David Coeurjolly : Concernant mon activité de recherche (traitement numérique de la géométrie et de l'informatique au sens large), si certaines de mes recherches ou certains outils peuvent être utilisés pour la production de contenu graphique, la production d’images de synthèse ou des dispositifs d’interaction 3D, j’ai eu peu l’occasion de mener des projets en interaction avec les SHS autour des ICC. Piloter ce PEPR est pour moi une opportunité d'explorer ces interactions.
Quels sont les potentiels de synergie entre les différents programmes de recherche de France 2030, en particulier les PEPR à dimension transversale ?

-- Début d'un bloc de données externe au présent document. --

PR #571, opened 2025-07-01
fix: reduce fonts imported into generated pages

asanehisa:
Before:
Screenshot 2025-07-01 at 2 26 27 PM
Would inject every single font option

Now: 
Screenshot 2025-07-01 at 2 26 17 PM
Only injects fonts being used in the theme

Confirmed on site [here](https://www.yext.com/s/4412098/yextsites/158910/pagesets) that live pages have correct style tags and Layout Editor / Theme Editor work. Theme Editor also has all the font options still and changing fonts works as expected.

### DIFF
--- a/packages/visual-editor/src/utils/applyTheme.ts
+++ b/packages/visual-editor/src/utils/applyTheme.ts
@@ -27,16 +27,15 @@ const devLogger = new DevLogger();
 export const applyTheme = (
   document: Document,
   themeConfig: ThemeConfig,
-  base?: string,
-  inEditor?: boolean
+  base?: string
 ): string => {
   devLogger.logFunc("applyTheme");
 
   const publishedTheme = document?.__?.theme;
   const overrides = publishedTheme ? JSON.parse(publishedTheme) : undefined;
 
-  // In the editor inject all the google font tags, else only inject the in-use font tags
-  const fontLinkTags = inEditor
+  // In the editor with no published theme, inject all the google font tags, else only inject the in-use font tags
+  const fontLinkTags = !publishedTheme
     ? googleFontLinkTags
     : constructGoogleFontLinkTags(
         extractInUseFontFamilies(overrides, defaultFonts)
--- a/packages/visual-editor/src/utils/applyTheme.ts
+++ b/packages/visual-editor/src/utils/applyTheme.ts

David Coeurjolly : Pour tout ce qui concerne la création de contenu immersif, les systèmes de collaboration interactive, ou encore la réalité virtuelle, les recoupements sont nombreux avec le PEPR Ensemble (tant sur le volet technique, que SHS qui pourrait être une contribution d’ICCARE sur ce sujet). De la même manière, les interactions potentielles avec le PEPR VDBI autour du secteur architecture, design et patrimoine, ne font aucun doute (notamment dans le cadre de notre action ICCARE-LAB).
Solveig Serre : Il y a sans aucun doute des potentiels de synergie et des zones d’interface entre différents PEPR. Je donne un exemple : le secteur édition est intéressé par des aspects de recyclage du papier, et pourrait se tourner vers les travaux menés par le PEPR Recyclage. Les projets ciblés consacrés aux expériences immersives entretiennent des liens étroits avec le PEPR Ensemble, et d’ailleurs, en pratique, certains chercheurs font partie de ces deux PEPR.
Comment le projet ICCARE enrichit-il vos travaux de recherche ou votre propre rapport à l’interdisciplinarité ?
David Coeurjolly : L’interdisciplinarité avec les sciences « dures » fait partie de mon activité de recherche avec des projets passés ou en cours, avec les mathématiques ou science des matériaux. L’interdisciplinarité avec les SHS est pour moi une pratique nouvelle, que je découvre depuis maintenant deux ans de montage du PEPR ICCARE.
Solveig Serre : Depuis deux ans, ICCARE m'a permis de rencontrer beaucoup de chercheurs qui sont extérieurs aux disciplines dans lesquelles s’inscrivent d’ordinaire mes recherches, que ce soit du point de vue trans-disciplinaire (inter SHS) ou interdisciplinaires. Ces rencontres ont même déjà donné lieu à des projets communs qui ne seraient pas nés sans ces rencontres et qui sont venues enrichir mes propres recherches. J'ai par exemple un projet sur la caractérisation du son punk, avec des chercheurs en acoustique et en perception, dont je n’aurais jamais eu l’idée auparavant sans le PEPR.